WHAT NEEDS TO BE DONE: Filter the listing so that only lines with the word "components" remain.

##### INFORMATION GIVEN

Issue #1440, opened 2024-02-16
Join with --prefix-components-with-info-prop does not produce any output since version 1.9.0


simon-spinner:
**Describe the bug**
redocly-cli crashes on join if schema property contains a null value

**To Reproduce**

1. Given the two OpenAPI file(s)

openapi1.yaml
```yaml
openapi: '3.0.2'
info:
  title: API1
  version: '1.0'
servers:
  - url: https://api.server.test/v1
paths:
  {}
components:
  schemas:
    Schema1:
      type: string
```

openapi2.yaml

##########

EXERCISE RESPONSE:
Join with --prefix-components-with-info-prop does not produce any output since version 1.9.0
components:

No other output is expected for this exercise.